■ **WORK INSTRUCTION**: Repeat the records word for word.

(Collected data entries)
• • •
PR #1366, opened 2018-11-21
Adjust PHP documentation organization, especially to utilize "variants" template functionality

tianon:
This will hopefully help clarify some of the image variants and should remove things like the Apache documentation from arm32v6/php (where the image doesn't exist so the documentation doesn't apply).

Closes https://github.com/docker-library/php/issues/741
Refs https://github.com/docker-library/wordpress/issues/346#issuecomment-439700124

### DIFF
--- a/php/variant-apache.md
+++ b/php/variant-apache.md
@@ -1,0 +1,40 @@
+## `%%IMAGE%%:<version>-apache`
+
+This image contains Debian's Apache httpd in conjunction with PHP (as `mod_php`) and uses `mpm_prefork` by default.
+
+### Apache with a `Dockerfile`
+
+```dockerfile
+FROM %%IMAGE%%:7.2-apache
+COPY src/ /var/www/html/
+```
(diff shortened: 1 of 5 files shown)


php/variant-apache.md
```diff
@@ -0,0 +1,40 @@
+## `%%IMAGE%%:<version>-apache
```
yosifkit: missing closing backtick :open_mouth: :wink:

php/variant-fpm.md
```diff
@@ -0,0 +1,13 @@
+## `%%IMAGE%%:<version>-fpm
```
yosifkit: missing closing backtick :open_mouth: :wink:

php/variant-apache.md
tianon: I blame the fellow I stole most of this content from while it was still a WIP on his computer. :wink: :smile:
• • •
■ **RESULT FOR THIS TASK**:
PR #1366, opened 2018-11-21
Adjust PHP documentation organization, especially to utilize "variants" template functionality

tianon:
This will hopefully help clarify some of the image variants and should remove things like the Apache documentation from arm32v6/php (where the image doesn't exist so the documentation doesn't apply).

Closes https://github.com/docker-library/php/issues/741
Refs https://github.com/docker-library/wordpress/issues/346#issuecomment-439700124

### DIFF
--- a/php/variant-apache.md
+++ b/php/variant-apache.md
@@ -1,0 +1,40 @@
+## `%%IMAGE%%:<version>-apache`
+
+This image contains Debian's Apache httpd in conjunction with PHP (as `mod_php`) and uses `mpm_prefork` by default.
+
+### Apache with a `Dockerfile`
+
+```dockerfile
+FROM %%IMAGE%%:7.2-apache
+COPY src/ /var/www/html/
+```
(diff shortened: 1 of 5 files shown)


php/variant-apache.md
```diff
@@ -0,0 +1,40 @@
+## `%%IMAGE%%:<version>-apache
```
yosifkit: missing closing backtick :open_mouth: :wink:

php/variant-fpm.md
```diff
@@ -0,0 +1,13 @@
+## `%%IMAGE%%:<version>-fpm
```
yosifkit: missing closing backtick :open_mouth: :wink:

php/variant-apache.md
tianon: I blame the fellow I stole most of this content from while it was still a WIP on his computer. :wink: :smile:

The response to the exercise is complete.